Em Lucas 9, 49-50 uma pessoa não era do grupo dos discípulos. Servia-se do nome de Jesus para expulsar demónios. João viu e proibiu-o: “Impedimo-lo porque não é dos nossos”. Em nome da comunidade João impede a prática de uma boa acção. Ele pensava que era o dono de Jesus e queria proibir que outros usassem o nome de Jesus para fazer o bem. Queria uma comunidade fechada em si mesma. Aqui manifesta-se a velha mentalidade do “Povo eleito, Povo separado!”. Jesus responde: “Não o impeçais porque quem não está contra vós, está por vós”. O objectivo da formação não pode levar a um sentimento de privilégio e de posse mas antes deve conduzir a uma atitude de serviço. Para Jesus o que importa não é se a pessoa faz ou não parte da comunidade mas se faz ou não o bem que a comunidade deve fazer.
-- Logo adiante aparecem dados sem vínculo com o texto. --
PR #902, opened 2022-07-05
feat(component): remove tooltip wrapper

chanceaclark:
## What?

Removes the `StyledTooltipTrigger` wrapper from the `Tooltip` component. 

This is a breaking change as a result of it:

```
BREAKING CHANGE:
- Removes the `inline` prop on the tooltip
- Strings are not allowed in the `trigger` prop
```

## Why?

This was causing some layout issues when using it with `Icon` + `Button` components. For example,
```tsx
<Button
  iconLeft={
    <Tooltip placement="bottom" trigger={<InfoIcon size={20} />}>
      Tooltip
    </Tooltip>
  }
  iconRight={<ArrowDropDownIcon />}
>
   Label
</Button>
```

Would misalign the icon within the button:
Screen Shot 2022-07-05 at 13 35 11

This leaves the layout up to the consumer to position it with a button. I have found `inline-flex` and `inline-grid` good alignment `display` values.

Screen Shot 2022-07-05 at 17 18 43

## Testing/Proof

Updated tests to reflect changes.

### DIFF
--- a/packages/big-design/src/components/List/Item/Content.tsx
+++ b/packages/big-design/src/components/List/Item/Content.tsx
@@ -51,9 +51,8 @@ export const Content = memo(({ item, isHighlighted }: ContentProps) => {
   );
 
   const wrapInTooltip = useCallback(
-    (tooltip: string, tooltipTrigger: React.ReactChild) => (
+    (tooltip: string, tooltipTrigger: React.ReactElement) => (
       <Tooltip
-        inline={false}
         modifiers={[{ name: 'preventOverflow' }, { name: 'offset', options: { offset: [0, 20] } }]}
         placement="left"
         trigger={tooltipTrigger}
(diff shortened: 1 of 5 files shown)


rtalvarez (commented):
I wonder if anyone remembers what was the original goal with having this inline prop, can't recall a specific reason myself

Also, if this is a breaking change, I think you can denote so in your commit message, so the release notes reflect this too. I believe you can do this with a `!` after the scope: `feat(component)!: remove tooltip wrapper`

MariaJose (approved):

chanceaclark:
> I wonder if anyone remembers what was the original goal with having this inline prop, can't recall a specific reason myself

I believe it's because that element was a `div` so we didn't want to be a block element when using it alongside text or wrapping a button.

> Also, if this is a breaking change, I think you can denote so in your commit message, so the release notes reflect this too. I believe you can do this with a `!` after the scope: `feat(component)!: remove tooltip wrapper`

With conventional commits, you can either do the `!` or have `BREAKING CHANGE:` in the commit body.

jorgemoya (approved):

bc-andreadao (approved):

Eis outros casos exemplificativos de como Jesus educa os seus discípulos e discípulas, uma maneira de dar forma humana à experiência que ele tinha de Deus Pai. A lista pode ser completada:
- compromete-os na missão e no regresso da acção missionária faz a revisão com eles (Mc 6, 7: Lc 9, 1-2; 10, 1-12; 12, 17-20);
- corrige-os quando se equivocam (Lc 9, 46-48; Mc 10, 13-15);
- ajuda-os a discernir (Mc 9, 28-29);
- pergunta-lhes quando não compreendem e são lentos em entender (Mc 4, 13; 8, 14-21);
- prepara-os para a luta (Mt 10, 17s);
- reflecte com eles sobre os problemas do momento (Lc 13, 1-5);
- manda-os observar a realidade (Mc 8, 27-29); Jo 4, 35; Mt 16, 1-3);
- coloca-os diante das necessidades das pessoas (Jo 6, 5);
- ensina-lhes que as necessidades das pessoas estão acima de qualquer prescrição ritual (Mt 12, 7.12);
- defende-os quando são criticados pelos adversários (Mc 2, 19; 7, 5-13);
- preocupa-se com o seu descanso e com a sua alimentação (Mc 6, 31; Jo 21, 9);
- passa momentos a sós com eles para os instruir (Mc 4, 34; 7, 1; 9, 30-31; 10, 10; 13, 3);
- insiste na vigilância e ensina-os a orar (Lc 11, 1-13; Mt 6, 5-15).
Palavra para o caminho
O início desta viagem de Jesus para a Judeia e Jerusalém fica marcado pelo seu não acolhimento e rejeição numa aldeia da Samaria (Lucas 9,52). Mas a mesma rejeição tinha acontecido no início da sua missão em Nazaré (Lucas 4,29). Portanto, e sem medos e sem equívocos, a rejeição acompanha o Evangelho em pessoa, que é Jesus Cristo. Os seus discípulos de ontem e de hoje devem saber estas coisas, para não procurarem facilidades no seguimento fiel do caminho de Jesus. Aí está sempre a balizar o caminho a palavra de Jesus: “Se me perseguiram a mim, perseguir-vos-ão também a vós” (João 15,20).
Seguir Jesus é um absoluto, sem condições, atitude posta em destaque pelo facto de Jesus não ter eira nem beira, “não tem onde reclinar a cabeça”, o que torna incontornável a transparência da sua confiança no Pai. Sua e daqueles que o queiram seguir no caminho.